→ **Working data**

=== Section Start ===

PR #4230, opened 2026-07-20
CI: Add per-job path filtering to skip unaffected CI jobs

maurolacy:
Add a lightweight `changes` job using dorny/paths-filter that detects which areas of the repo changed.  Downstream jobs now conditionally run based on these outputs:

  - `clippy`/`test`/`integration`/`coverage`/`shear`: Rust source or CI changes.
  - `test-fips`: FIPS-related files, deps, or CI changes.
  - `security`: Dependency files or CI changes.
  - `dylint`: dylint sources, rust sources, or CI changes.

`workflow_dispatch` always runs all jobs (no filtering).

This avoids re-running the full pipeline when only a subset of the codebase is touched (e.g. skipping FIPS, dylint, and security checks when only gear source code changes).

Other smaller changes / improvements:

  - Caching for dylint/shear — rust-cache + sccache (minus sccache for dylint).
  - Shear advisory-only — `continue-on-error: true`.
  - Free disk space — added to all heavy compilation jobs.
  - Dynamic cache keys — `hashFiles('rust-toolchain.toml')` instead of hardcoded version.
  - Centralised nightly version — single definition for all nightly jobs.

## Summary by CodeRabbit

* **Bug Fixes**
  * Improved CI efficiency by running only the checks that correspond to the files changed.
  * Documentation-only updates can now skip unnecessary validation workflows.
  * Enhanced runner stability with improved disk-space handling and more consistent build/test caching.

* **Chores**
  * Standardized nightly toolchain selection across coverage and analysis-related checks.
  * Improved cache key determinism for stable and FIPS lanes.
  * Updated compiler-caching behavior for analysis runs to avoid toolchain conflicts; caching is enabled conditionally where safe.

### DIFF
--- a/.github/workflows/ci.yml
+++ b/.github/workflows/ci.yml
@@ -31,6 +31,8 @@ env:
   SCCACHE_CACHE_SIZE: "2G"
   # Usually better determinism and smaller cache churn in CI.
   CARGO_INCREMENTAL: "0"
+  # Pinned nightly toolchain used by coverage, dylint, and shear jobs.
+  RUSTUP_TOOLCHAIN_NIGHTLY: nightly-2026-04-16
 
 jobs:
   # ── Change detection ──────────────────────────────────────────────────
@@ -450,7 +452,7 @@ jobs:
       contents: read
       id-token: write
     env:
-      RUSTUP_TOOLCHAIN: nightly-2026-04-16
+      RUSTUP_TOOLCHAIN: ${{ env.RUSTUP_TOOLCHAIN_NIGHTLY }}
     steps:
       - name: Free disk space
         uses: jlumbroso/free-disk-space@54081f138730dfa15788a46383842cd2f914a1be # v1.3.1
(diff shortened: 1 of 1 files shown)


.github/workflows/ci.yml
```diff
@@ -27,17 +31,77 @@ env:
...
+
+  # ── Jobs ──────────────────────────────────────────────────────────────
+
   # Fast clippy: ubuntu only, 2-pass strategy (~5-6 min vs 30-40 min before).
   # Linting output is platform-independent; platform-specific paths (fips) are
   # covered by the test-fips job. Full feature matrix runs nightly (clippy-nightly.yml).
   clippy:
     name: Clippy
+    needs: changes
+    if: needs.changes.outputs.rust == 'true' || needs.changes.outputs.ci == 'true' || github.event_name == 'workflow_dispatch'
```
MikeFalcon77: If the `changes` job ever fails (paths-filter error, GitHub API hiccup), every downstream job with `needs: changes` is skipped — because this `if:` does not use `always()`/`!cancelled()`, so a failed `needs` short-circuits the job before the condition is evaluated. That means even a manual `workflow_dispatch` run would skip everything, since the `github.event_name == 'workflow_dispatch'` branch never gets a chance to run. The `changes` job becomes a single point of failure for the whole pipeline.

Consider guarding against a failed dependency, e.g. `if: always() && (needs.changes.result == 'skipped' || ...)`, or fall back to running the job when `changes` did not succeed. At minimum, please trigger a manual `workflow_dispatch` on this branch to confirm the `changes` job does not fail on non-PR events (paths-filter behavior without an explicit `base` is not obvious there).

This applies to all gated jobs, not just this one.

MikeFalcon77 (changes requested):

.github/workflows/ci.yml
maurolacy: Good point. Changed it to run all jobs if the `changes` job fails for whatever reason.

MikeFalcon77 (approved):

=== Section End ===

→ **Problem**
Which lines above hold the string "error"? Show each of them.

→ **Exercise response**
  - Shear advisory-only — `continue-on-error: true`.
MikeFalcon77: If the `changes` job ever fails (paths-filter error, GitHub API hiccup), every downstream job with `needs: changes` is skipped — because this `if:` does not use `always()`/`!cancelled()`, so a failed `needs` short-circuits the job before the condition is evaluated. That means even a manual `workflow_dispatch` run would skip everything, since the `github.event_name == 'workflow_dispatch'` branch never gets a chance to run. The `changes` job becomes a single point of failure for the whole pipeline.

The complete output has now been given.